For Moonshot recommendations to succeed, Adamson says, "There's going to have to be a substantial increase in the congressional appropriation to the NCI to support this." A sustained investment is needed to have an impact, he says, not just a single year of funding.

"I'm very optimistic that someone of the stature of the vice president will be able, even in this sort of political system that we live in, to sharpen the focus of people around this area," Williams says. "But I do hope this also comes with some real increase in resources."

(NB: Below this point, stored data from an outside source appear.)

PR #2144, opened 2026-09-11
feat(dormant): publish personal bot lifecycle OpenAPI

FreddieSun:
## Summary

- publish owner-scoped personal Bot recycle, activate, and status endpoints under `/openapi/v1`
- share typed dormant lifecycle services with the existing page and internal operations APIs while preserving their response contracts
- exclude Teclaw from dormant governance, add OpenAPI lifecycle audit records, and publish the generated Gateway schema

## API

- `POST /openapi/v1/bots/{bot_id}/recycle`
- `POST /openapi/v1/bots/{bot_id}/activate`
- `GET /openapi/v1/bots/{bot_id}/status`

All routes use the existing OpenAPI principal/admission stack, require OWNER access to the addressed personal Bot, and accept optional `owner_id` for exact default-Bot addressing.

## Validation

- Backend focused suite: 505 passed
- Gateway schema/served OpenAPI suites: 26 passed
- Backend full CI gate: 18,492 passed, 60 skipped; total line coverage 89.00%; changed-line coverage 96.48% (192/199)
- Singlebox dormant lifecycle acceptance: 2 passed
- Standards/Spec dual-axis review completed and high-priority findings fixed
- `git diff --check` passed; generated schema slices match the live OpenAPI dump

PR #2145, opened 2026-09-11
feat(cli-tools): accept the binary as a multipart upload and drop the HTTPS-GET fetch road

totalfrank:
## Problem

`POST /openapi/v1/bots/{bot_id}/cli-tools` took `source` (an HTTPS URL) plus
`auth`, and the platform fetched it. That shape predates declared sources: the
manifest side was upgraded to `protocol: git|oss` objects and bare URLs are
refused at `PUT`, but this API was not. It is also the odd one out — every
other category's management API takes the content itself (skills: a zip;
resources: file bytes; identity: a text body; mcp: a config body).

That call was also the last caller of the HTTPS-GET road in `apply/`. #2144
("drop the legacy bare-string source road") landed on `dev` while this branch
was being written and removed everything on that road *except* the road itself,
naming this endpoint as the reason `EntryFetcher.fetch` had to stay. With the
endpoint converted, it does not.

## Solution

**The API uploads; the manifest declares.** After this change there are exactly
two ways bytes reach `CliToolService`, and they converge on one pipeline the
moment the bytes are in hand:

1. **Manifest apply** — the `cli_tools` materialiser resolves the entry through
   `EntryFetcher.fetch_declared` (git or oss), like every other fetching
   category.
2. **Upload API** — the route receives the bytes and hands them over.

`EntryFetcher.fetch(...)` and `EntryFetcher._fetch(...)` are deleted, and with
them the last reason this module holds a `GuardedFetcher` at all — the
constructor drops it.

### API contract (breaking)

Before — `application/json`:

```json
{"name": "mycli", "source": "https://cdn.example.com/mycli.tar.gz",
 "digest": "sha256:…", "unpack": "tar.gz", "subpath": "…", "version": "1.4.2",
 "auth": "cdn-prod"}
```

After — `multipart/form-data`: a `file` part (the binary, or a `zip` /
`tar.gz`), plus form fields `name` (required), `digest` (required), `unpack`,
`subpath`, `version`.

- **Removed: `source` and `auth`.** There is nothing to fetch and no credential
  to fetch under.
- `digest` stays **mandatory** and is verified against the uploaded bytes
  before anything else — on this road it is the client's statement of what it
  meant to send, so a truncated or swapped upload is a `422` / `422110` rather
  than an installed executable nobody named.
- The response (`CliTool`) and the `409110` / `409111` / `422110` / `404`
  semantics are unchanged.
- **New: `413` / `413110`** when the upload exceeds `FETCH_ENTRY_LIMITS["cli_tools"]`
  (200 MiB — the same cap a manifest-declared fetch gets). Enforced while the
  body is read: `Content-Length` refuses up front, and the stream is bounded
  through the Space Skill upload's `_bounded_request_stream`, so an over-cap
  body is never buffered whole.

**This is breaking for API clients and for the web UI**, which must switch to
multipart. Note: nothing under `src/frontend` or `src/frontend-nextgen`
references `cli-tools` today, so there is no frontend call site to update in
this repo — the follow-up is for whatever client is built against the old
shape.

### Uploaded bytes file no W11 content-store receipt

A receipt is the platform's record of **a fetch** — what was acquired, from
which address, under which credential, for which apply. An upload was not
fetched: there is no source address to file it under and no credential to
attribute it to, and inventing an `upload://` identity would put a shape into
the lineage that no `keep_last` or audit query can act on. The install is
already recorded twice — the `ac_bot_cli_tool` row and the platform's own OSS
copy of the bytes — which is what every later read (delivery, redelivery,
removal, drift) actually uses. The git road's `file_bytes` receipt is untouched.

### `ac_bot_cli_tool.source`

The column is NOT NULL and is write-only (nothing in the codebase reads it
back). It is no longer populated from a URL the service might fetch: it now
carries `CliToolDecl.declared_address` — the `from` name, the git URL, or
`bucket/key` for a manifest entry, and the empty string for an upload, which
declared no source at all. The column itself is left alone.

## Validation

```
cd src/backend
  tests/community/endpoints/test_openapi_cli_tools.py \
  tests/community/adapters/http/openapi_v1/
```

**2709 passed, 2 skipped** on the merged head. Also ran
`tests/community/architecture/`, `tests/community/core/config_compose/test_cli_tools_refs.py`
and `tests/community/core/resources/test_cli_tools_absent_from_listings.py` —
green, since the removed constructor argument and the shared apply fakes reach
beyond the three paths above.

`uv.lock` is not in the diff.

### Merged with `dev` (#2144 overlap)

#2144 landed mid-flight and does part of what this branch's second commit did.
The merge resolves **toward `dev`** wherever it had already converted a suite,
because that is the version everything else on `dev` is written against: its
`apply/_fakes.py` object-road rig (`FakeObjectCredentials`, `seeded_object_store`),
its conversions of the skills / identity / resources / apply-engine /
skill-port / first-artifact suites, its `declares_source` naming, and its
refusal message for a plain-string `source` (which names both `protocol: git`
and `protocol: oss`) all stand. This branch's own delta is re-applied on top:
every rig drops the `GuardedFetcher` argument.

Two of `dev`'s cases and two of this branch's tested the same two things; the
pair from `dev` is kept and this branch's duplicates dropped. `dev`'s
`test_a_placeholder_in_a_declared_address_is_substituted` is **deleted**: it
asserts `intent.value.source_url`, a field this branch removes, and the
materialiser it covers no longer substitutes anything — the replacement is
`test_the_entry_reaches_the_fetch_funnel_unrewritten`.

### Tests converted or deleted

`tests/community/endpoints/test_openapi_cli_tools.py`
- install cases → multipart (`form_data` + `files`); the `EntryFetcher.fetch`
  stub is gone with the road, so the install cases now send a real ELF and the
  platform really verifies it.
- **added**: archive upload with `subpath`; digest mismatch → `422110`;
  `unpack` without `subpath` → `422110`; over-cap upload → `413110`.

`tests/community/adapters/http/openapi_v1/test_cli_tools_upload_limits.py` (new)
- the half a request/response assertion cannot see: an endless, length-less
  body is cut off mid-stream and the endpoint never runs. The cap is
  monkeypatched down — moving 200 MiB to prove the platform will not move
  200 MiB is the one shape this test must not take — and a second case pins
  `_UPLOAD_LIMIT` against `FETCH_ENTRY_LIMITS`.

`tests/community/core/bot_config_manifest/cli_tools/test_service.py`
- `_decl()` now builds from a manifest entry (`protocol: oss`), so the pipeline
  cases stay on the manifest road they always exercised.
- the three insert-only cases (the API's 409) → `install_upload`, which is the
  road that contract belongs to.
- `test_install_enforces_the_declared_sha256` rewritten: the belt hashes the
  bytes now rather than trusting what the delivery said about itself, so the
  case delivers *different bytes* instead of a lying digest.
- `test_the_fetch_goes_through_the_entry_fetcher_under_this_category` →
  `…_through_the_declared_source_door`, asserting the resolved declaration
  rather than a URL.
- **added**: upload installs without acquiring anything; an upload that does not
  match its digest; an uploaded archive unpacks identically; an uploaded binary
  for another architecture; upload defaults to insert-only; a decl with no
  entry is refused on the manifest road.

`tests/community/core/bot_config_manifest/cli_tools/_fakes.py`
- `FakeEntryFetcher.fetch` deleted with the method it doubled, so the double
  cannot answer a call the real class no longer has; its `fetch_declared`
  refusal keeps `dev`'s wording.

`tests/community/core/bot_config_manifest/apply/test_cli_tools_materialiser.py`
- `_entry()` → an inline `protocol: oss` declaration.
- `test_a_placeholder_in_a_declared_address_is_substituted` →
  `test_the_entry_reaches_the_fetch_funnel_unrewritten` (above).
- `test_the_api_and_apply_refuse_the_same_hostile_declaration` → the API arm is
  an upload.
- **added**: a bare-URL source fails the entry rather than being fetched.

`tests/community/core/bot_config_manifest/apply/test_entry_fetch.py`
- Every `EntryFetcher.fetch` case was triaged. **Ported to `acquire_object`**
  (the policy is the pipeline's, not the transport's, and the object road is
  where it lives now): pinned store-hit, mismatched receipt re-reads, unpinned
  re-reads, pinned hit survives a dead source, keep_last with no receipt,
  keep_last never disagrees with a pin, a read failure without keep_last, the
  actor as modifier, the missing blob heals, the corrupt blob fails loudly,
  both store-fault translations, keep_last naming both halves, and both budget
  cases. **Deleted** (they pinned `GuardedFetcher`'s own seams, which this
  module no longer has): placeholder substitution before the transport, the
  credential binding as injector/policy, the credential value never leaking
  through an error, per-hop prefix-authorization refusal, a refused transport.
  **Deleted as duplicates** of oss cases that already existed: unpinned
  keep_last falls back to the last digest, a refusal never triggers keep_last.
  `test_the_funnel_requires_a_category_by_keyword` now checks the two entry
  points that remain, and `dev`'s plain-URL refusal case asserts the stronger
  property that there is no URL transport left to have been asked.

Every rig that built `EntryFetcher(fetcher=GuardedFetcher(...))` dropped the
argument: the two apply-service suites, the apply task, the three creation
suites, the two managed-files suites and `test_source_fetchers.py`.

## Compatibility and risk

- Breaking for callers of `POST …/cli-tools` (above). No stored data changes;
  no migration.
- `schema/entries.py`'s refusal of a string `source` is untouched: it is now the
  only place the old spelling is recognised, and its message is the one users see.
- The apply-side consequence of a stored bare-string `source` landed with #2144,
  not here; this branch only removes the transport that road used.

## Out of scope (found while working)

- `fetch/guarded_fetcher.py` now has no consumer in this package. Left in place
  per the task's non-goals, along with its DI provider in
  `manifest_fetch_module.py`; removing both is a clean follow-up.
- One `source_url` spelling survives in `core/bot_config_manifest/cli_tools/`:
  `_acquire` passes `file_bytes(..., source_url=delivery.receipt_url())`. That is
  the fetcher's own keyword for a **receipt identity** (`git+…`), not a declared
  address — the declaration carries no URL anywhere. Renaming that parameter would
  touch the `resources` and `skills` materialisers too, so it is left alone.
- `CliToolDecl` still carries `auth` and `keep_last`, read from the entry by
  `from_entry`. Nothing reads them any more (`fetch_declared` reads both off the
  entry itself). They are declared metadata rather than dead plumbing, so they
  stay; dropping them is a separate tidy.
- `specs/2026-09-03-manifest-cli-tools/plan.md` still shows the old
  `body: CliToolInstall` signature. Historical spec, left as written.

---

https://claude.ai/code/session_01RjsJ9Sy55CzqW4WApFHSk1

---
_Generated by [Claude Code](https://claude.ai/code/session_01RjsJ9Sy55CzqW4WApFHSk1)_


totalfrank (commented):
Reviewed commits `920cc4c`, `512dba3`, `aeddbc5`, `cfbc11e` (head) against merge-base `1e10700`. No findings — the diff is clean.

What I checked:
- **Correctness**: the multipart upload path in `cli_tools.py` (`CliToolUploadRoute`, header/stream size bounding, `_too_large` translation), the unified `_shape`/`_install_bytes` pipeline in `service.py`, and the deleted `EntryFetcher.fetch`/`_fetch` HTTPS-GET road in `entry_fetch.py`.
- **Contract breakage**: the breaking API change (JSON→multipart, dropped `source`/`auth`, new `413`/`413110`) is documented in the PR body, `contracts.py`/`responses.py` error tables, and both `docs/bot-config-manifest/*.zh-CN.md` files, all consistently.
- **Error handling**: digest mismatches, oversized uploads, and store/engine failures all return typed outcomes rather than swallowing; verified `acquire_object`/legacy pin-check still independently verifies the digest on a fresh object-store read, so the belt-and-braces recompute in `_shape` is redundant but not a regression.
- **Concurrency/resource safety**: the bounded multipart stream reads via `_bounded_request_stream` (reused from `spaces/multipart_limits.py`) correctly refuses before buffering an over-cap body; `install_upload`'s `expect_absent=True` insert-then-UNIQUE-constraint race handling is unchanged from the existing pattern.
- **Architecture boundaries / DI**: `manifest_fetch_module.py` correctly drops the `GuardedFetcher` singleton now that no consumer remains in this package.
- **Test coverage**: new/converted tests cover the upload success, archive+subpath, digest mismatch (422), unpack-without-subpath (422), and over-cap (413) cases, plus a dedicated stream-cutoff test (`test_cli_tools_upload_limits.py`) for the part a response-only assertion can't see.

Python type contracts and security/hygiene had nothing new to flag in this diff.

---

totalfrank (commented):
Reviewed the two commits pushed since the last round: `509899c5` (merge from `dev`) and `5679220b` (head).

**New commits, checked against the PR's actual scope** (merge-base `5d1bfc40`..`5679220b`, which still matches the PR metadata: 35 files, +1449/-1182):
- `509899c5` merges in `dev`'s unrelated "dormant bot lifecycle" work (`bot_dormant/`, `bcs` crates, etc.). None of it touches this PR's files (`cli_tools`, `entry_fetch`, `manifest_fetch_module`, or their tests) — confirmed via `git diff` scoped to those paths. Out of scope for this review.
- `5679220b` removes the resources-apply endpoint test's dead `EntryFetcher.fetch` stub override, which would otherwise bind over a method the class no longer has (deleted in `512dba3`). Checked the surrounding fixture: `archive` is still used to seed the object store, the updated comment accurately describes the now-real oss road, and no other reference to the removed `fetch`/`_fetch`/`FetchedEntry` imports remains in the function. Clean, matches its commit message.
- Verified no other caller in the PR-scoped diff still references the deleted `EntryFetcher.fetch`/`_fetch` (the one remaining `fetcher.fetch(...)` in `entry_fetch.py:396` is the per-protocol `git`/`oss` fetcher from `source_fetchers.py`, a different object — legitimate).

## Status

- Round 1 (`cfbc11e`, previous review): **no findings**.
- Round 2 (this round, `509899c5`..`5679220b`): **no findings**. No open threads existed to verify.

**Open findings: 0.** PR is clean as of `5679220b`.

---

FreddieSun (approved):
LGTM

"Everybody will be happier when we get the actual money," Simon says. "But many of the scientific recommendations that are in the Blue Ribbon Panel report can be done with existing programs by expanding them or focusing them. So the Moonshot will definitely benefit from an increased appropriation from Congress. But there are many, many things that we're doing without waiting for that. And we're also very optimistic that we will get some funding from Congress."

Parents and advocacy groups believe funding is "critically important," Weberling says. "There is a little bit of concern that children's cancers are underfunded because they're a smaller percent of the population that's affected by cancer." Consider the years of potential involved when a 3-year-old has cancer, she says: "We want our 85-year-old grandfathers who have prostate cancer to get excellent care and treatment, too, but there's just a different number of years of life on the line."